Seconds

Seconds January 4, 2016

There are a number of “seconds” in the book of Revelation. References to the “second death” surround the book (2:11; 20:6, 14; 21:8), and there is a second seal (6:3), a second woe (11:14), and several second angels (8:8; 14:8; 16:3). 

The living creatures are enumerated, the lion first, the ox second, the man third, the eagle fourth. They speak in order as the seals are opened, enumerated as first, second, third, fourth. That might provide a clue to the praise of heaven in chapter 19. We know that the four living creatures are part of the choir (19:4), but they come third in the sequence. Before they speak, the human multitude speaks twice. We can link these with the first and second living creatures. The multitude first speaks with the loud voice of the lion, and then with the confirming voice of the ox. 

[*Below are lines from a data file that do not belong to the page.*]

PR #1165, opened 2024-11-11
module: add rosetta2-gc

mweinelt:
Provides a service to prune the Rosetta 2 JIT bytecode cache.


Enzime:
`newsyslog` runs on macOS and be configured with files in `/etc/newsyslog.d`

We currently don't use it although eventually it would be great to just have it on by default for all the launchd daemons and agents we manage and then we can just turn on logging by default for them all

modules/services/rosetta2-gc/default.nix
```diff
@@ -0,0 +1,61 @@
...
+
+  launchdTypes = import ../../launchd/types.nix { inherit config lib; };
+
+  logFile = "/var/log/rosetta2-gc.log";
+
+  cfg = config.rosetta2-gc;
+in
+
+{
+  options.rosetta2-gc = {
```
zowoq, line 22:
```suggestion
  cfg = config.services.rosetta2-gc;
in

{
  options.services.rosetta2-gc = {
```

Enzime: Maybe it would be better to move this under `virtualisation.rosetta.gc.*` to be more similar to NixOS

Enzime: Can you move the file to a virtualisation folder?

mweinelt: Updated. Also made the name say rosetta2, since what we're doing might be specific to that.

Enzime: Rosetta is preferable as Rosetta 1 refers to the software used to migrate from PowerPC to Intel Macs released in 2006.

mweinelt: Alright! Updated.

Enzime:
Can you also add a test?

emilazy:
Hmm, so what this service is actually doing is deleting all *purgeable space* from the disk, which AIUI is essentially cache data that is marked as inessential. It would I guess just purge the Rosetta 2 caches if the path to wherever those are is specified, but currently this has nothing to do with Rosetta 2 per se.

Nominally, it’s fine to do this indiscriminately, because it’s the FS equivalent of flushing disk cache from memory. But it makes me wonder why this service was added to the infra and if there is some known problem it addresses? As with disk cache, this space is meant to be removed and reused automatically if anything else on the system needs the space, and as every Linux user knows it’s not actually a good thing if `free -m` shows low values. It’s possible that Apple’s implementation here is imperfect, but I’m wondering if this service was added to address a specific issue or was just prophylactically introduced because it looked like disk space was low?

mweinelt:
I don't know what the source for the command we're using is. But this one does it similarly and links to a source which is unfortunately down.

https://gist.github.com/thimslugga/17adbee3c45713594c091e80ecd0cf69#file-01-ec2-mac-tuning-sh-L287-L294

If the order of chapter 4 holds, the living creatures and ancient ones would be voicing the praise of the man, but that does not fit here. Rather, we seem see here a revision of the order of the creatures, the third and fourth slots exchanging places. The living creatures and ancient ones voice the praise of the eagle. Only in response to the heavenly voice do we hear the final, mightiest voice, which is the voice of the human multitude, the voice of the man who celebrating the marriage of the Lamb to his woman. The order of praise is lion, ox, eagle, man. 

That is a departure from what we have seen throughout the Apocalypse, where eagles take the climactic role (cf. 4:7; 6:7-8; 8:13). And that was a sign that the book is dealing with the events of the eagle covenant, the “new covenant” of the exile and restoration, symbolized by the eagle in flight. At the end of the book, we instead have human praise in the climactic fourth position. The man has taken the place of the eagle. On a small scale, we have a reflection of the broad theme of the book, the transfer from angelic to human rule of the cosmos. The living things and the ancient ones yield their places to the martyrs and saints and servants of God.